------ ENTRIES SUPPLIED ------

PR #318, opened 2022-10-26
site_pipeline.util: redirect StreamHandler to stdout

guanyilun:
Is there any reason we don't want the log stream to go to stdout by default? Going to stdout allows prefect to pick it up.

### DIFF
--- a/sotodlib/site_pipeline/util.py
+++ b/sotodlib/site_pipeline/util.py
@@ -3,6 +3,7 @@ import os
 import inspect
 import logging
 import time
+import sys
 from astropy import units as u
 
 from .. import core
@@ -251,7 +252,7 @@ def init_logger(name, announce=''):
     logger.propagate = False
     logger.setLevel(logging.DEBUG)
 
-    ch = logging.StreamHandler()
+    ch = logging.StreamHandler(sys.stdout)
     formatter = _ReltimeFormatter('%(asctime)s: %(message)s (%(levelname)s)')
 
     ch.setLevel(logging.INFO)


kmharrington (approved):
I definitely tend to prefer stdout.

mhasself:
Warnings / errors usually go to stderr so that they don't interfere with parseable output (for one) ... though this isn't really a pipeline where that would matter much.  Are you sure prefect can't pick things up from stderr?  That is hard to believe... many errors (such as standard python exceptions) end up on stderr.

kmharrington:
can we have it pick up both? being able to look at the info logs would have already been nice. Info really shouldn't go to stderr though.

mhasself:
Ya, I suppose logging in site_pipeline could go to stdout ... but other things will go to stderr.  Maybe add a "2>&1" to the end of your commands when you call them through prefect?  (The default wrapper shell seems to be bash.)

guanyilun:
> Are you sure prefect can't pick things up from stderr?

Yes it can pick things up from stderr, which is how Katie was able to paste link to tracebacks in prefect flow runs. Currently it's not getting the logging output because normal logs are not redirected to stdout.

mhasself:
> I notice the default logger in sotodlib is also not going to stdout https://github.com/simonsobs/sotodlib/blob/master/sotodlib/__init__.py
> 
> Which is why the hwp and g3tsmurf loggers aren't printing to prefect either.

I think generically it is appropriate and standard practice for warning and error messages to go to stderr.  The site_pipeline logger is being used for chatter / progress, so stdout is acceptable.

Yilun and I spoke about this and he is going to confirm that it's possible to capture stderr, too, when calling external scripts.  That will make sure we have everything in the prefect log, no matter if the script succeeded and no matter where the writes to stderr originated.

kmharrington:
I think I've just learned that I really dislike loggings defaults. I would like this:

```
from sotodlib.io.load_smurf import logger
logger.info("testing")
```

to just automatically print to the screen. (it doesn't even if I used logging outside of sotodlib).

guanyilun:
I checked that adding 2>&1 after commands allows prefect to capture logs properly, but I agree with Matthew that changing the default to stdout is more appropriate for what we are using it for. Merging it now!

mhasself:
> I think I've just learned that I really dislike loggings defaults. I would like this:
> 
> ```
> from sotodlib.io.load_smurf import logger
> logger.info("testing")
> ```
> 
> to just automatically print to the screen. (it doesn't even if I used logging outside of sotodlib).

Ya ... I don't totally understand how the hierarchy of loggers in sotodlib are related to each other.  But libraries are not supposed to be chatty so not printing "info" is a good default.  If you have an app using it where you think printing load_smurf's info is useful, you can do logger.setLevel('INFO'), just for that one submodule.  That is handy.  I think I only want to be forced to see warnings or worse from everyone... but I want to be free to use info and debug within any submodule.

mhasself:
Related to the above ... even if you do `logger.setLevel('DEBUG')` for load_smurf, you won't see debug messages printed unless you *also* change the log level of the parent logger's main handler: `logging.getLogger('sotodlib').handlers[0].setLevel('DEBUG')`.  (This because the handler is set to "info" in `sotodlib/__init__.py`.)

PR #320, opened 2022-10-26
Change default concatenation behavior for AxisManagers

kmharrington:
I would really like to change the default behavior of AxisManager concatenation because the current behavior is causing issues for what I'd like to save in my todo pre-processing scripts. Effectively I have a script that saves an AxisManager with `dets` and `dets,samps` fields along with an additional field aligned just along `samps` that I'd like to have available later through the metadata loading. 

When I try and load these the [loader is calling concatenate](https://github.com/simonsobs/sotodlib/blob/master/sotodlib/core/metadata/loader.py#L285) on them and the presence of the `samps` only field is causing an error. I don't think we can change the default behavior of the loader because it's able to call concatenate on AxisManagers, ResultSets, and numpy arrays. So instead I'd like to change AxisManager.concatenate. 

This PR adds a fourth option for what to do with fields we aren't concatenating along called `'exact'`. The idea is if the field is identical across all of the items we'll just add it to the new AxisManager. I added a bunch of test cases to make sure it was working for as many of the cases I think of, and it seems to all work. It deals with scalars and anything that has a `.shape` property.

### DIFF
--- a/sotodlib/core/axisman.py
+++ b/sotodlib/core/axisman.py
@@ -501,19 +501,27 @@ class AxisManager:
                 output.wrap(k, new_data[k], axis_map)
             else:
                 if other_fields == "exact":
-                    if not np.all([i[k].shape==items[0][k].shape for i in items]):
-                        raise ValueError(
-                            f"The field '{k}' does not share axis '{axis}'; "
-                            f"{k} is not identical across items "
-                            f"pass other_fields='drop' or 'first' or else "
-                            f"remove this field from the targets.")
-                    if not np.all([i[k]==items[0][k] for i in items]):
-                        raise ValueError(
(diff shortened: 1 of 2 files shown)


sotodlib/core/axisman.py
```diff
@@ -427,7 +430,7 @@ def concatenate(items, axis=0, other_fields='fail'):
           target axis).
 
         """
-        assert other_fields in ['fail', 'first', 'drop']
+        assert other_fields in ['exact','fail', 'first', 'drop']
```
mhasself, line 433: space after comma

mhasself (approved):
Makes sense!  Thanks for implementing this superior default behavior.

PR #731, opened 2024-02-26
remove logger arg of the main function in site_pipeline scripts

guanyilun:
logger arg in main functions of each site_pipeline script is to provide a way to pass prefect logger into the script. Now we are using stream capture, so directly passing in logger is no longer required. Directly modifying function signature is also somewhat unstable. This PR is meant to go along with the incoming update in prefect wrapper: https://github.com/simonsobs/so-workflow/pull/33

### DIFF
--- a/sotodlib/site_pipeline/analyze_bright_ptsrc.py
+++ b/sotodlib/site_pipeline/analyze_bright_ptsrc.py
@@ -25,6 +25,8 @@ matplotlib.use('agg')
 
 opj = os.path.join
 
+logger = util.init_logger(__name__)
+
 
 def get_xieta_src_centered(ctime, az, el, data, sso_name, threshold):
     """Create a planet centered coordinate system for single detector data
@@ -521,7 +523,6 @@ def main(
     representative_dets,
     test_mode=False,
     plot_results=False,
-    logger=None,
 ):
     """
     Initiate an MPI environment and fit a simulation in the time domain
@@ -539,8 +540,6 @@ def main(
 
     kwargs['img_dir'] = img_dir
 
-    if logger is None:
-        logger = util.init_logger(__name__)
     t1 = time.time()
 
     comm = MPI.COMM_WORLD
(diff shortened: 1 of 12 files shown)


kmharrington:
Looking at the defaults for imprinter, this should be fine for update_book_plan, but I think I'd prefer to initialize the site-pipeline logger inside the site-pipeline scripts and send them to imprinter? doesn't have to come from prefect though.

guanyilun:
> Looking at the defaults for imprinter, this should be fine for update_book_plan, but I think I'd prefer to initialize the site-pipeline logger inside the site-pipeline scripts and send them to imprinter? doesn't have to come from prefect though.

ok, I have added that back now!

mhasself (approved):
Looks fine to me; thanks.

jlashner:
Currently it looks like if init_logger is called multiple times with the same name it will register the same handlers multiple times... can we add a check for this to prevent duplicate logs?

mhasself:
> Currently it looks like if init_logger is called multiple times with the same name it will register the same handlers multiple times... can we add a check for this to prevent duplicate logs?

Good point.

Another problem is that simply importing a site_pipeline script will cause the logger to print to stdout, if `init_logger` is called on import (rather than, say, in the main function).

I think it might make more sense for the "scripts" in site_pipeline to declare their loggers in the usual library-like way at the top:
```
logger = logging.getLogger(__name__)
```
and then in the _main_ function, call `init_logger` or similar to add a handler that makes the local logger verbose.
```
def main(...):
    ...
    util.init_script_logger(logger, verbosity=verbosity)
```

This is a bit of work + testing so not sure if it goes in this PR.

guanyilun:
> Currently it looks like if init_logger is called multiple times with the same name it will register the same handlers multiple times... can we add a check for this to prevent duplicate logs?

Is this a satisfactory solution to that?
https://github.com/simonsobs/sotodlib/pull/731/commits/4bc8b97a203526e2705661ce71779ea8153e2bbf

jlashner:
I think this should be fine! this is typically what I do.

jlashner (approved):

PR #737, opened 2024-03-01
Keeping metadata shape even with preprocess select=True.

msilvafe:
This PR amounts to adding a full samps -- `fsamps` and full dets -- `fdets` which we fill with a nominal value at the beginning before calculating anything in preprocess. Then as preprocess proceeds and the dets or samps axis gets restricted the data is sliced into the full dets and full samps so that it's not further restricted as the pipeline proceeds. This amounts to keeping all of the calculated values and flags at the shape the data was when the calculation was run.


kmharrington:
only comment is I'd put it in `preprocess.core` instead of in `preprocess.preprocess` since it's more of a utility

PR #739, opened 2024-03-05
Convert example preprocess configs to valid yaml

BrianJKoopman:
Title basically says it all. The yaml will be more useful for users writing a preprocess config file.

I added missing classes to the `preprocess.rst` file when I found missing ones with example config blocks in their docstrings.

I also indented the yaml with two spaces, as that seemed like convention in the head of the preprocess configs I've been working with.


kmharrington (approved):
thx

------

TASK DESCRIPTION – Filter the records down to the lines containing the word "concatenate", and copy those.

RESPONSE AREA –
When I try and load these the [loader is calling concatenate](https://github.com/simonsobs/sotodlib/blob/master/sotodlib/core/metadata/loader.py#L285) on them and the presence of the `samps` only field is causing an error. I don't think we can change the default behavior of the loader because it's able to call concatenate on AxisManagers, ResultSets, and numpy arrays. So instead I'd like to change AxisManager.concatenate. 
@@ -427,7 +430,7 @@ def concatenate(items, axis=0, other_fields='fail'):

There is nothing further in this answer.